Emory Vaccine Center, Department of Microbiology and Immunology, Emory University School of Medicine, Atlanta, GA 30322, USA.
Pharmaceutical Product Development, Wilmington, NC 28401, USA.
Viruses. 2021 Aug 27;13(9):1707. doi: 10.3390/v13091707.

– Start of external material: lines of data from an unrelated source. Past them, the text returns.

Issue #3251, opened 2019-02-08
Check containers accumulate on a single worker with the 'fewest-build-containers'


wagdav:
## Bug Report

We updated to Concourse 5.0 RC54 we see an accumulation of check containers.  The containers are placed to single workers until they reach 256 and pipelines start to fail with the error message:

```
insufficient subnets remaining in the pool
```

Following a proposed workaround in #847 we increased the number of available subnets by providing the `--network-pool=172.16.0.0/23` argument to Garden. This made the number of containers reach as high as ~350 on a single worker.

After a certain amount of time new error started to appear:
```
* iptables: create-instance-chains: iptables: Memory allocation problem.
```
The number of containers on a single worker went up to ~600. This error message was also reported in #3127 .

## Steps to Reproduce

Enable the "fewest-build-container" strategy and set pipelines with a lot of resource checks.  The number of build tasks or generated load by the task do not seem to directly influence the issue.

The number of pipelines required to trigger this issue depends on the available Linux workers.  We have ~100 pipelines and about ~20 Linux workers.

## Expected Results

Check containers distributed such that they don't kill workers.

## Actual Results

Check containers gravitate toward a specific worker until all its resources are exhausted.

## Possible explanation

The new "fewest-build-containers" strategy only applies to task containers, as expected. It seems that check containers fall back to Concourse's default behavior "volume locality", so they accumulate without limits on one or two workers.

A possible solution would be to use the random placement strategy for check containers. We've seen this working well 4.x using the random placement strategy. The check containers were evenly distributed among all the workers. 

## Additional Context

![containers](https://user-images.githubusercontent.com/514775/52484430-9841c480-2bb6-11e9-9d8e-e27ed170fffd.png)

This graph shows the number of containers for all of our workers as a function of time.  We can see  three distinct time periods:
* until 8:30 we have Concourse 4.2.1 with the random container placement strategy
* between 8:30 and 12:00 we have Concourse 5.0 RC54 with fewest-build-containers strategy.  Garden limits the number of containers at 256 and "insufficient subnets remaining in the pool" error messages are generated
* from 12:00 we have still Concourse 5.0 but we allow more subnets by providing `--network-pool=172.16.0.0/23`.  This way even more containers are placed on the worker and eventually it runs out of memory.

We can also see that the number of containers increase and decrease almost instantaneously. 

## Impact
Currently we are out of ideas on how to control this behavior and keep the system operational. We would be happy to provide more information that could help fixing this issue.

## Version Info

[...]

PR #3289, opened 2019-02-13
temporarily disable fewest-build-containers

vito:
it's causing a ruckus because of #3251


marco-m:
@vito is it time to bring the fewest-build-container back ? (Just in case you forgot)

vito:
@marco-m yep! opened a PR to revert it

Programmed cell death pathways eliminate infected cells and regulate infection-associated inflammation during pathogen invasion. Cytomegaloviruses encode several distinct suppressors that block intrinsic apoptosis, extrinsic apoptosis, and necroptosis, pathways that impact pathogenesis of this ubiquitous herpesvirus. Here, we expanded the understanding of three cell autonomous suppression mechanisms on which murine cytomegalovirus relies: (i) M38.5-encoded viral mitochondrial inhibitor of apoptosis (vMIA), a BAX suppressor that functions in concert with M41.1-encoded viral inhibitor of BAK oligomerization (vIBO), (ii) M36-encoded viral inhibitor of caspase-8 activation (vICA), and (iii) M45-encoded viral inhibitor of RIP/RHIM activation (vIRA). Following infection of bone marrow-derived macrophages, the virus initially deflected receptor-interacting protein kinase (RIPK)3-dependent necroptosis, the most potent of the three cell death pathways. This process remained independent of caspase-8, although suppression of this apoptotic protease enhances necroptosis in most cell types. Second, the virus deflected TNF-mediated extrinsic apoptosis, a pathway dependent on autocrine TNF production by macrophages that proceeds independently of mitochondrial death machinery or RIPK3. Third, cytomegalovirus deflected BCL-2 family protein-dependent mitochondrial cell death through combined TNF-dependent and -independent signaling even in the absence of RIPK1, RIPK3, and caspase-8. Furthermore, each of these cell death pathways dictated a distinct pattern of cytokine and chemokine activation. Therefore, cytomegalovirus employs sequential, non-redundant suppression strategies to specifically modulate the timing and execution of necroptosis, extrinsic apoptosis, and intrinsic apoptosis within infected cells to orchestrate virus control and infection-dependent inflammation. Virus-encoded death suppressors together hold control over an intricate network that upends host defense and supports pathogenesis in the intact mammalian host.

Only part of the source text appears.